L’enfance a celui du goudron, d’une chambre à air et de la barbe à papa, du désinfectant des salles de classe, des feux de cheminée qu’exhale l’haleine des maisons les jours de froid, du chlore des piscines municipales, de la transpiration accrochée aux survêtements dans les rangs deux par deux en revenant de la gym, des Malabar roses dans la bouche, de la colle qui fait des fils sur les doigts, des Carambar coincés entre les dents, d’un sapin de Noël planté dans le cœur.
L’adolescence a l’odeur d’une première taffe, d’un déodorant musqué, d’une tartine beurrée dans un bol de chocolat chaud, du whisky-Coca et des caves transformées en salles de bal, du corps qui désire, de l’Eau précieuse, du gel pour les cheveux, du shampoing aux œufs, du rouge à lèvres, des effluves de lessive sur un jean.
Les vies d’après, celle de l’écharpe oubliée par son premier chagrin d’amour.

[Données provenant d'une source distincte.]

PR #1084, opened 2023-06-14
parser: log error details in the message when exiting with an error

williamhbaker:
**Description:**

The actual `message` is what gets picked up as the shard failure reason when a connector fails, and with https://github.com/estuary/connectors/pull/762 this will be logged from the parser when a connector fails due to a parsing error. This changes the logged `message` to include the error details.

**Workflow steps:**

N/A

**Notes for reviewers:**

- - -
This change is [Reviewable](https://reviewable.io/reviews/estuary/flow/1084)


willdonnelly (approved):
LGTM

PR #1085, opened 2023-06-19
agent: add built spec and validate response to control plane db

williamhbaker:
**Description:**

As part of a publication the agent will add the built spec to the `live_specs` table.

If the publication is a dry run, the agent will add the built spec and the validated response to the `draft_specs` table for further use in the publication authoring process.

I tested this manually by:
- Start up a local stack on the current main branch (without this change)
- Create a few tasks - they don't have built spec/validated data saved
- Apply the pending migrations in this PR to the local stack supabase
- Re-build the agent from this PR and re-start it
- Create new tasks - now they have built spec & validated data saved to the local stack supabase for their drafts and live specs

**Workflow steps:**

Create publications and the additional columns are populated in the control plane database

N/A

**Notes for reviewers:**

I experimented a little bit with automated tests for this. The `PublishHandler` currently has a `test_run` flag that is used for other automated tests, but that [ends the processing](https://github.com/estuary/flow/blob/6c131c6830d4a848cd67155ea8e187a6c6a2a51f/crates/agent/src/publications.rs#L269-L271) prior to actually running the build so we wouldn't be able to test anything happening in this PR with that. Maybe this could be re-worked to take some kind of mock build output instead but I did not pursue that very far since it seemed like it would add more complexity than it was worth.

- - -
This change is [Reviewable](https://reviewable.io/reviews/estuary/flow/1085)

### DIFF
--- a/crates/agent/src/publications.rs
+++ b/crates/agent/src/publications.rs
@@ -338,8 +338,19 @@ impl PublishHandler {
                 .await
                 .context("rolling back to savepoint")?;
 
+            // Add built specs to the draft for dry runs after rolling back other changes that do
+            // not apply to dry runs.
+            specs::add_built_specs_to_draft_specs(&spec_rows, &build_output, txn)
+                .await
+                .context("adding built specs to draft")?;
+
             return Ok((row.pub_id, JobStatus::Success));
         }
+
+        // Add built specs to the live spec when publishing a build.
+        specs::add_built_specs_to_live_specs(&spec_rows, &build_output, txn)
+            .await
+            .context("adding built specs to live specs")?;
 
         let errors = builds::deploy_build(
             &self.bindir,
--- a/crates/agent-sql/src/drafts.rs
+++ b/crates/agent-sql/src/drafts.rs
@@ -34,6 +34,32 @@ where
     Ok(())
 }
 
+pub async fn add_built_spec<S, V>(
+    draft_spec_id: Id,
+    built_spec: S,
+    validated: Option<V>,
+    txn: &mut sqlx::Transaction<'_, sqlx::Postgres>,
+) -> sqlx::Result<()>
+where
+    S: serde::Serialize + Send + Sync,
+    V: serde::Serialize + Send + Sync,
+{
+    sqlx::query!(
+        r#"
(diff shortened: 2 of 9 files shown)


crates/agent/src/publications.rs
```diff
@@ -338,9 +338,20 @@ impl PublishHandler {
...
+            // not apply to dry runs.
+            specs::add_built_specs_to_draft_specs(&spec_rows, &build_output, txn)
+                .await
+                .context("adding built specs to draft")?;
+
             return Ok((row.pub_id, JobStatus::Success));
         }
 
+        // Add built specs to the live spec when publishing a build.
+        specs::add_built_specs_to_live_specs(&spec_rows, &build_output, txn)
```
jgraettinger, line 351: I'm going back and forth on whether this should be integrated with `update_expanded_live_specs()` above.

The broader thought process is that, if a collection is updated, a materialization which sources from the collection (and which inlines its CollectionSpec) should _also_ be updated even if that materialization wasn't a draft spec of the publication. For these kinds of direct adjacencies, we _do_ want built_specs of adjacent specs to be updated.

But, currently `expanded_rows` is too over-broad. What I'd like to do, as future work, is:
 * Ensure a `built_spec` is populated for every `live_spec` row.
 * Implement a DB RPC that can be used to dynamically resolve `CollectionSpec`'s using`built_spec`, implementing the [ControlPlane::resolve_collections](https://github.com/estuary/flow/blob/master/crates/validation/src/lib.rs#L45-L85) trait.
  * _Then_ relax the graph expansion logic to only consider direct adjacencies of captures and materializations, rather than also expanding through it to all _other_ bound collections. This will significantly narrow the set of "expanded" specs.
  
Assuming we've done this ☝️ then I believe we'd _definitely_ want to update the `built_spec` of every expanded spec, in the same way that we do update their build ID today.

I'm also not aware of a hard reason that we _couldn't_ update `built_spec` of all current `expanded_rows` today, but it could result in more churn given the degree of graph (over)-expansion that we do today, and thus I 🧇.

jgraettinger (approved):
LGTM to land as-is, but I do have a comment for broader discussion below

PR #1086, opened 2023-06-19
source-sqlserver: Tweak setup instructions in documentation

willdonnelly:
**Description:**

I just noticed the SQL Server setup commands could use a bit of improvement:

* Replace the manual inserting of a row into the `flow_watermarks` table and instead just add `INSERT` to the permission grants on that table. This is the setup we currently test in CI builds, so that's what we should recommend users do.
* Remove the explicit `@capture_instance` parameter when enabling CDC on tables. We want the default `${schema}_${table}` naming here anyway so specifying it is just redundant and one more thing a user could get wrong.
* Consistent `--` commenting style instead of a mix of `--` and `/* */` comments.

- - -
This change is [Reviewable](https://reviewable.io/reviews/estuary/flow/1086)


oliviamiannone (approved):
lgtm, thank you!

PR #1087, opened 2023-06-19
materialize: txn size check fix

williamhbaker:
**Description:**

Fixes the materialization client so that the length of the flighted map for the binding that the document is being added to is checked for its current size vs. the maximum allowed.

This still does allow for cases where a materialization has more than 1 binding to exceed the overall txn size limit. At this point I'm not sure that is a big enough problem to worry about since we intend this to be a temporary measure.

Tested on a local stack with an artificially low limit to see that individual transactions are concluded when the limit is reached.

**Workflow steps:**

N/A

**Notes for reviewers:**

- - -
This change is [Reviewable](https://reviewable.io/reviews/estuary/flow/1087)


jgraettinger (approved):
LGTM thank you!

PR #1088, opened 2023-06-20
fix: Adjacent log lines updates

jshearer:
* Remove unhelpful unique constraint on log line that was preventing faithful log reproduction
* Show all log lines, not just `error` or `warn`
* Sort adjacent log lines by timestamp so they're presented in order

- - -
This change is [Reviewable](https://reviewable.io/reviews/estuary/flow/1088)


jgraettinger (approved):
LGTM

PR #1090, opened 2023-06-21
refactor flow.ShuffleRequest into proto `runtime` package and update contract

jgraettinger:
Drop flow.Shuffle and friends, in favor of runtime.ShuffleRequest & runtime.ShuffleResponse.

Remove the `Shuffle` message type abstraction, which held abstracted details of how shuffling should occur, in favor of explicitly plumbing a derivation CollectionSpec or MaterializationSpec into runtime.ShuffleRequest.

Add a `shuffle` type to the `shuffle` Go package which encapsulates these details, but the difference is that we can *change* the details without impacting the RPC contract, and the server can access any aspect of the derivation or materialization spec it may need now or in the future.

No changes to semantics or function, this is just a refactor.

- - -
This change is [Reviewable](https://reviewable.io/reviews/estuary/flow/1090)


go/shuffle/shuffle.go
```diff
@@ -0,0 +1,150 @@
...
+	usesLambda bool
+	// Shuffle key is the same as the source collection key.
+	usesSourceKey bool
+	// If non-nil, validate the schema on read.
+	validateSchema json.RawMessage
+}
+
+func derivationShuffles(task *pf.CollectionSpec) []shuffle {
+	if task.Derivation == nil {
+		return nil
```
psFried, line 45: Is there any reason we shouldn't panic here (and in `materializationShuffles`)? Seems like this should never be nil IRL. Perhaps just removing the check could work too.

psFried (approved):
Solid improvement 👍 LGTM

PR #2928, opened 2026-05-07
activate: preserve journal and shard splits across dataflow reset

### LINKED ISSUE #2881: Dataflow reset drops journal splitting, painful for large captures
### Problem

Dataflow reset on a collection removes the collection's journal splitting configuration. Journals that were previously split back to default (single journal per logical partition). For large, high-throughput captures that relied on splitting for parallelism, post-reset performance drops significantly until splits are re-applied.

Customers cannot split journals themselves — splitting is an Estuary-internal operation — so once splitting is lost on reset, throughput stays degraded until Estuary support intervenes to re-split.

### Why it matters

- Large captures (multi-TB, multi-million-row) frequently need journal splitting to keep up with source throughput or to process a backfill within an acceptable window.
- Dataflow reset is commonly used precisely for these captures (e.g. to recover from schema drift, or to restart from the current source state rather than replaying weeks of change data).
- Post-reset, the backfill is often the single largest throughput event the pipeline will ever do — exactly when split parallelism matters most.
- There is a real risk scenario: if the source's replication slot (Postgres, MySQL, etc.) is sensitive to replication lag, the slow post-reset catch-up can cause the slot to fall behind or get purged, escalating to an outage.

### Prior internal discussion

- [Dataflow reset removes journal splitting, flagged as a "pile on" pain alongside the `require`-field-validation issue (see #2880)](https://estuaryworkspace.slack.com/archives/C03QBN83GQ4/p1756919667130159)
  > "collection reset also removes journal splitting which is a bit of a problem for very large captures. Ex. [customer] has one that the replication slot fell behind on over the weekend. It would have no matter what because of under-provisioning, but if that weren't the case, it would have caused a real issue... since customers can't split journals"

### Proposed resolution directions

1. **Preserve journal splits across reset.** The split configuration is an operational concern separate from the collection data / inferred schema. It could be copied forward onto the new collection state as part of reset publication.

2. **Auto-re-apply splits after reset based on a recorded target.** If we can't carry the live split state forward, we could persist the split *intent* (e.g. "this collection should have N splits") on the spec/controller, and have the control plane re-apply it once the reset completes and the collection is receiving data again.

3. **Expose journal splitting to customers.** Out of scope for this issue, but would make this problem a self-service recovery rather than a support ticket. Tracked elsewhere if it isn't already.

Direction (1) is likely simplest if the splitting state is recorded in a place that survives the reset's journal turnover.

### Cross-links

- #2880 — sibling dataflow-reset pain: reset blocks on required fields that only exist in the inferred schema. Same root workflow, different failure mode.
- #2821 — truncations umbrella.

### Labels

`control-plane`, `enhance`

jshearer:
## Summary

* Preserve shard split count across dataflow resets by using the old-generation shard count (instead of the default 1) when creating new-generation shards in `apply_initial_splits`
* Preserve partition journal splits by mirroring old-generation partition topology (key ranges and logical partition field labels) into new-generation partitions via a new `apply_initial_partition_splits` function
* Both changes are no-ops for truly new tasks/collections (empty old-gen) and for tasks where the new-gen already exists

### Note on `dekaf::e2e::not_ready`

The `not_ready` test reached the no-journals state by resetting a populated collection, then racing to observe `LeaderNotAvailable` before journals were recreated. Now that `apply_initial_partition_splits` recreates partition journals at activation time, that state is no longer reachable via reset and the test was bailing every run with `Journals were created before we could test NotReady state`.

The relevant dekaf branch (`Collection::new` returning `NotReady` when `partitions.is_empty()`) is still load-bearing for fresh-published collections where the capture hasn't committed any data yet. Partition journals are created lazily by the runtime mapper on first commit, so dropping the reset cycle and asserting against a fresh `setup` (no inject) exercises the same codepath. 

Fixes #2881

### DIFF
--- a/crates/activate/src/lib.rs
+++ b/crates/activate/src/lib.rs
@@ -17,7 +17,7 @@ pub enum Change {
 }
 
 // JournalSplit describes a collection partition or a shard recovery log.
-#[derive(Debug, Default, Clone, serde::Serialize)]
+#[derive(Debug, Default, Clone, PartialEq, serde::Serialize)]
 pub struct JournalSplit {
     pub name: String,
     pub labels: LabelSet,
@@ -177,6 +177,7 @@ pub async fn activate_collection(
     )?;
 
     let shards = apply_initial_splits(task_template, initial_splits, shards)?;
+    let partitions = apply_initial_partition_splits(task_spec, partitions)?;
     let changes_1 = partition_changes(partition_template, partitions)?;
     let changes_2 = task_changes(task_template, shards, recovery, ops_logs, ops_stats)?;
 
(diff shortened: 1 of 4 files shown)


jgraettinger:
I think this needs to attempt only to preserve splits of an **unpartitioned** collection that **continues** to be unpartitioned. We should not attempt to preserve logical partitions across collection resets, for a couple of reasons:

1. Collection reset is how one _changes_ the logical partitioning being applied to a collection. The former splits may not even be logically partitioned fields of the post-reset spec.
2. Reset is also how one cleans up partition instances which may no longer be relevant or desired, and we provide no other means for removing partition instances today (aside from reset).

So, if a collection is or was partitioned, we should use initial splits of 1 (and not attempt to pre-create any logical partitions). Otherwise, in the common case of a collection without logical partitioning, preserving splits makes plenty of practical sense.

jshearer:
Ahhhh, didn't even think about logical partitioning. Good point, I'll carve that out 👍

jshearer:
Kk, updated so that `apply_initial_partition_splits` now preserves splits _only_ when both old and new generations are unpartitioned. If either is logically partitioned, the function returns its input unchanged, `partition_changes` deletes the old generation's journals, and the actual partitions are created at runtime.

Will squash before merging

jgraettinger (approved):
LGTM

Et puis il y a l’été. L’été appartient à tous les souvenirs. Il est intemporel. C’est son odeur qui est la plus tenace. Qui s’accroche aux vêtements. Que l’on cherche toute sa vie. Les fruits trop sucrés, le vent de la mer, les beignets, le café noir, l’Ambre solaire, la poudre Caron des grands-mères. L’été appartient à tous les âges. Il n’a ni enfance ni adolescence. L’été est un ange.”